Sugar top Dextrose bottom.
Only thing too salty for me, the wife likes it.
used calculator for 2% think I could go lower?
I cured for 10 days in vac bag.
Thanks for looking It is still WAY better than store bought.
Mark


----------



## daveomak (Oct 28, 2018)

The cure adds 0.25% salt...  try salt at 1.75%...
Are you weighing the salt and sugar or  using measuring spoons..


----------



## rexster314 (Oct 28, 2018)

My go to cure is 6.25% cure, 2% salt and 1% sugar. Normally I use dark brown sugar which gives off a richer flavor with the added molasses than regular white sugar. I cure for 8 days, and it's not necessary for me to rinse or soak the bellies before drying out for a pellicle to form. Bacon has a nice salt twang to it, not salty at all


----------



## daveomak (Oct 28, 2018)

Rexter, morning...   Have you tried rinsing and drying prior to forming a pellicle ???   
Generally, sugar and salt are hygroscopic and attract and do not let go of moisture....  You may have better results if you rinse and dry any meats prior to smoking....


----------



## chef jimmyj (Oct 28, 2018)

Maybe I am reading this wrong...You use 6.25% Cure #1 with the Salt and sugar as a dry rub? Or,, the Cure  you use contains 6.25% Nitrite and you use 0.25%, as recommended, with the Salt and sugar, for safe use?...JJ


----------



## mski2 (Oct 28, 2018)

daveomak said:


> The cure adds 0.25% salt...  try salt at 1.75%...
> Are you weighing the salt and sugar or  using measuring spoons..

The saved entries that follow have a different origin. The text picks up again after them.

PR #425, opened 2026-05-03
feat(core,api)!: TargetOverlay + per-endpoint key overrides

SPIKESPIGEL404:
## Summary

Adds the primitives needed for per-caller credential injection (e.g. a "bring your own key" overlay in a downstream cloud deployment) without forking the routing pipeline. The change is additive at the type level and the breaking-change marker is for one positional-argument addition on three filter constructors (see below).

## Why

Today, two gaps make per-request credential injection awkward:

1. `Endpoint.api_key` and `Endpoint.api_base` (per-endpoint config overrides) are resolved by `ConfigRoutingTable` into `ResolvedTarget` — and then **dropped** at the `RoutingTable` trait boundary. The public `RoutingTarget` carries only `provider_name`, `service_id`, `api_protocol`, so `LanguageModelRouter::route_model()` never sees them.
2. Neither `RoutingTable::route()` nor `LanguageModelRouter::route_model()` sees the request's `CallerContext`, so a downstream router has no way to look up "the credential for *this caller* on the resolved provider."

Both are solvable inside `bitrouter-core` + `bitrouter-config` + `bitrouter-api` with additive primitives.

## What

- **`bitrouter-core`** — `RoutingTarget` gains `api_key_override: Option<String>` and `api_base_override: Option<String>`. New `TargetOverlay` trait (dynosaur-wrapped as `DynTargetOverlay`) provides the post-route, pre-instantiate hook with `(&mut RoutingTarget, &CallerContext)`. The trait doc-comment specifies the expected `BitrouterError` variants for credential failures so client-visible errors stay actionable (`AccessDenied` -> 403, `InvalidRequest` -> 400).
- **`bitrouter-config`** — `ConfigRoutingTable::route()` and `ConfigToolRoutingTable::route()` now propagate the override fields from `ResolvedTarget` into `RoutingTarget`. Fixes the silent drop.
- **`bitrouter-api`** — `GateContext` carries `Option<Arc<DynTargetOverlay<'static>>>`. The three `*_filter_with_payment_gate` constructors take it as an explicit positional argument; the `*_with_mpp` peers default it to `None` (with an inline comment explaining why). The handlers invoke the overlay between `table.route()` and `router.route_model()`.

## Breaking change

`chat_completions_filter_with_payment_gate`, `messages_filter_with_payment_gate`, and `responses_filter_with_payment_gate` gain a `target_overlay: Option<Arc<DynTargetOverlay<'static>>>` parameter, placed before `account_filter`. Existing callers can pass `None` to retain current behaviour.

`RoutingTarget` field additions are technically struct-API changes, but I checked the repo for destructuring patterns — only construction sites exist, all updated in this PR.

## Test plan

- [x] `cargo fmt -- --check` clean
- [x] `cargo clippy --all-features --all-targets` clean (no warnings)
- [x] `cargo test --all-features` — all tests pass except one pre-existing failure (`bitrouter-config::config::tests::load_with_custom_derived_provider`) which fails on clean `origin/main` due to env-prefix substitution picking up a local `OPENAI_BASE_URL`. Unrelated to this change.
- [x] New unit tests:
  - `bitrouter-core::routers::router::tests::dyn_overlay_mutates_target_through_arc` — exercises the dynosaur wrapper round-trip and `Arc<DynTargetOverlay>` invocation shape that filters use.
  - `bitrouter-config::routing::tests::route_trait_propagates_endpoint_overrides` — locks in the trait-level fix for the silent drop of `Endpoint.api_key`/`api_base`.

### DIFF
--- a/bitrouter-api/src/mpp/gate_context.rs
+++ b/bitrouter-api/src/mpp/gate_context.rs
@@ -3,6 +3,7 @@
 use std::sync::Arc;
 
 use bitrouter_core::observe::{CallerContext, MetadataHook, ObserveCallback};
+use bitrouter_core::routers::router::DynTargetOverlay;
 
 use super::PaymentGate;
 
@@ -18,4 +19,8 @@ pub struct GateContext {
     pub observer: Arc<dyn ObserveCallback>,
     pub metadata_hook: MetadataHook,
     pub origin: Option<String>,
+    /// Optional per-request hook that mutates the routing target after
+    /// resolution. Invoked between `RoutingTable::route()` and
+    /// `LanguageModelRouter::route_model()`. `None` is the no-op default.
+    pub target_overlay: Option<Arc<DynTargetOverlay<'static>>>,
 }
--- a/bitrouter-api/src/router/admin.rs
+++ b/bitrouter-api/src/router/admin.rs
@@ -215,6 +215,8 @@ mod tests {
                     provider_name: "openai".to_owned(),
                     service_id: "gpt-4o".to_owned(),
                     api_protocol: ApiProtocol::Openai,
+                    api_key_override: None,
+                    api_base_override: None,
                 })
             } else {
                 Err(BitrouterError::invalid_request(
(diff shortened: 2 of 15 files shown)


SPIKESPIGEL404:
@claude fix issues that caused CI build fail

SPIKESPIGEL404:
@claude fix fmt error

I'll try 1.75 next time because I think I'm very close to Salt level I want 
After taste testing a few more times besides the burnt bits I think the sugar in the cure tastes better ,
 yes I weigh everything so now I have an excuse to make some more. 
Thanks for the help 
Mark


----------



## rexster314 (Oct 28, 2018)

daveomak said:


> Rexter, morning...   Have you tried rinsing and drying prior to forming a pellicle ???
> Generally, sugar and salt are hygroscopic and attract and do not let go of moisture....  You may have better results if you rinse and dry any meats prior to smoking....



I dry them off, put them under a fan for couple of hours, voila, pellicle.


----------



## rexster314 (Oct 28, 2018)

chef jimmyj said:


> Maybe I am reading this wrong...You use 6.25% Cure #1 with the Salt and sugar as a dry rub? Or,, the Cure  you use contains 6.25% Nitrite and you use 0.25%, as recommended, with the Salt and sugar, for safe use?...JJ



The curing salt is“Pink Salt", "Quick Cure", “Curing Salt #1" or "Instacure #1" whatever you want to call it. It contains 6.25% nitrite. I use the digging dog online calculator to get the proper portions of cure, salt and sugar according to the weight of the bellies.And yes, it's a dry cure.


----------



## hotelone (Nov 1, 2018)

I guess I like my bacon saltier and sweeter than you guys, I've been using a 2.5% salt and 2% sugar cure for a few years. I went up to 2% sugar specifically because I like the crustiness.


----------